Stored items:
PR #297, opened 2020-03-12
Allow persistent storage for combo usb sticks

ManMower:
Let endless use a large file created by the installer on the exfat partition for persistent storage.

### DIFF
--- a/dracut/image-boot/eos-map-image-file
+++ b/dracut/image-boot/eos-map-image-file
@@ -26,7 +26,7 @@ if [ "$#" != "3" ]; then
   exit 1
 fi
 
-if ! fstype=$(lsblk --noheadings -o FSTYPE "${host_device}"); then
+if ! fstype=$(lsblk --noheadings --nodeps -o FSTYPE "${host_device}"); then
   echo "image-boot: failed to detect filesystem type for ${host_device}" >&2
   exit 1
 fi
--- a/eos-live-boot-overlayfs-setup
+++ b/eos-live-boot-overlayfs-setup
@@ -8,7 +8,7 @@ EXTRA_PATHS=$@
 # user.
 mount -o remount,user_xattr /run
 
-# Attempt to find the partition to act as backing storage for the overlayfses
+# Attempt to find a target to act as backing storage for the overlayfses
 find_storage_partition() {
 	local bootdev=$(grep -oP "endless\.image\.device=UUID=[^ ]+" /proc/cmdline)
 	bootdev=${bootdev:21}
@@ -16,6 +16,17 @@ find_storage_partition() {
 
 	local root_partition=$(blkid --output device --match-token "${bootdev}")
 	[ -b "${root_partition}" ] || return 1
+
+
+	dumpexfat -f /endless/persistent.img ${root_partition} &> /dev/null
+	if [[ $? = 0 ]]; then
+		udevadm settle
+		/usr/libexec/eos-map-image-file ${root_partition} /endless/persistent.img endless-live_storage
+		if [[ $? = 0 ]]; then
+			echo /dev/mapper/endless-live_storage
+			return 0
+		fi
+	fi
 
 	# Check for ISO layout - root partition is partition 1, storage partition
 	# exists at partition 3.
--- a/Makefile.am
+++ b/Makefile.am
@@ -86,6 +86,10 @@ dist_sbin_SCRIPTS = \
 	eos-update-flatpak-repos \
 	$(NULL)
 
+dist_libexec_SCRIPTS = \
+	dracut/image-boot/eos-map-image-file \
+	$(NULL)
+
 tmpfilesdir = $(prefix)/lib/tmpfiles.d
 dist_tmpfiles_DATA = \
 	tmpfiles.d/avahi-service-writers.conf \
--- a/eos-image-boot-dm-setup.service
+++ b/eos-image-boot-dm-setup.service
@@ -4,6 +4,7 @@ DefaultDependencies=no
 After=ostree-remount.service
 Before=local-fs.target
 ConditionKernelCommandLine=endless.image.device
+ConditionKernelCommandLine=!endless.live_boot
 
 [Service]
 Type=oneshot


ManMower:
If someone could give tips on how to test this on iso images written with 'dd' under linux, I'd appreciate it.  The process of unsquashing/resquashing the squashfs, putting it back in the iso file, then recreating an appropriate partition table (since the first partition is now too large to fit before the ESP) eludes me.  Is there an easier way to do this?

The second patch is perhaps a bit sloppy, as it installs a file in 2 places. There are many ways to do this and I'm not sure what's best (put it in libexec, update both users.  put it in sbin, update both users.  leave it in dracut dirs, run it directly from there in the setup script...)  I went with this way because it was easiest, and there's still no duplication of the file in the repo. I'll happily change it to whatever is preferred.

ManMower:
I should probably also mention that I have local changes to the rufus winstaller that I've used to test this code.  I'll make a PR of that after I get back to fixing up the rufus rebase, but a preview is at https://github.com/endlessm/rufus/commit/0430dad58cdf236c452191eb2e335c7c9d5efe44

dracut/image-boot/eos-map-image-file
```diff
@@ -26,7 +26,11 @@ if [ "$#" != "3" ]; then
   exit 1
 fi
 
-if ! fstype=$(lsblk --noheadings -o FSTYPE "${host_device}"); then
+# lsblk can output many lines, we only want the first. However, we use
```
wjt: Why does it output many lines? would `lsblk --nodeps` do the right thing, without needing to murge its output like this?

eos-live-boot-overlayfs-setup
```diff
@@ -17,6 +17,14 @@ find_storage_partition() {
 	local root_partition=$(blkid --output device --match-token "${bootdev}")
 	[ -b "${root_partition}" ] || return 1
 
+	udevadm settle
+
+	eos-map-image-file ${root_partition} /endless/live_storage endless-live_storage
```
wjt: It's a bikeshed but since I guess this is a disk image file, could we call it something like `/endless/persistent.img`?

wjt: I think you are relying on this failing if the file doesn't exist but this will cause spurious error messages in the boot log for ISO images. Perhaps a quick `[[ -f $PATH ]]` could prevent that?

eos-live-boot-overlayfs-setup
```diff
@@ -17,6 +17,14 @@ find_storage_partition() {
...
+	if [ $? = 0 ]; then
```
wjt: Rather than doing this you could use:

```
if [[ -f "$PERSISTENT_IMG_PATH" ]] && eos-map-image-file …; then
```

wjt:
> If someone could give tips on how to test this on iso images written with 'dd' under linux, I'd appreciate it. The process of unsquashing/resquashing the squashfs, putting it back in the iso file, then recreating an appropriate partition table (since the first partition is now too large to fit before the ESP) eludes me. Is there an easier way to do this?

Does the modified & rebuilt initramfs fit in the ESP in the ISO? If so, I suggest:

- Loop-mount the ESP
- Copy the initramfs into the ESP
- Unmount it
- Boot the ISO, holding Shift (on BIOS) or mashing Esc (on EFI) to get to the GRUB menu
- Manually edit the GRUB boot options to use your modified initramfs rather than the one out of the squashfs

> The second patch is perhaps a bit sloppy, as it installs a file in 2 places. There are many ways to do this and I'm not sure what's best (put it in libexec, update both users. put it in sbin, update both users. leave it in dracut dirs, run it directly from there in the setup script...) I went with this way because it was easiest, and there's still no duplication of the file in the repo. I'll happily change it to whatever is preferred.

I think putting it in both libexec and the dracut dir is fine. On an OSTree system, files with identical contents are hardlinks to one another.

dracut/image-boot/eos-map-image-file
ManMower: Ah, that looks like it'll do nicely.

eos-live-boot-overlayfs-setup
ManMower: I'd rather make the udevadm settle conditional on the file existence too anyway, since I've seen
other commits where we go out of our way to avoid it (e4642cce73)

eos-live-boot-overlayfs-setup
ManMower: I hadn't considered the log message - you are correct about my intent.

I don't think I can do the presence test quite that simply, because I don't think we mount that filesystem at all - but I could do dumpexfat and pipe the results to /dev/null to check...

I've forced pushed changes that do this.

ManMower:
I've force pushed changes intended to resolve concerns - and I've added a new patch that prevents image-boot-dm-setup from running on live_boot systems.

I've still not comprehensively tested these changes - they're not all in the dracut image so I can't just build a new image and stuff that in the ESP. I need to change the iso contents.

ManMower:
There is bug.  do not land.

ManMower:
This has now been successfully tested on a dd'd iso image by:
mounting the image, extracting the squashfs contents, loopback mounting the third partition of that, replacing eos-live-boot-overlayfs-setup and adding eos-map-image-file to libexec
mksquashfs, then running xorriso in the same way the image builder does.

This testing revealed a noob bug that has now been fixed.

eos-live-boot-overlayfs-setup
```diff
@@ -17,6 +17,17 @@ find_storage_partition() {
 	local root_partition=$(blkid --output device --match-token "${bootdev}")
 	[ -b "${root_partition}" ] || return 1
 
+
+	dumpexfat -f /endless/persistent.img ${root_partition} > /dev/null 2>&1
+	if [[ $? = 0 ]]; then
+		udevadm settle
```
wjt: Is this needed because `dumpexfat` accesses the partition device directly?

eos-live-boot-overlayfs-setup
```diff
@@ -17,6 +17,17 @@ find_storage_partition() {
 	local root_partition=$(blkid --output device --match-token "${bootdev}")
 	[ -b "${root_partition}" ] || return 1
 
+
+	dumpexfat -f /endless/persistent.img ${root_partition} > /dev/null 2>&1
```
wjt:
```suggestion
	dumpexfat -f /endless/persistent.img ${root_partition} &> /dev/null
```

eos-live-boot-overlayfs-setup
ManMower: No, it's because eos-map-image-file uses lsblk

eos-live-boot-overlayfs-setup
ManMower: I'll make that change, thanks!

Task statement:
How many lines of the entries contain the word "Attempt"? Only the number is wanted.

Written response:
2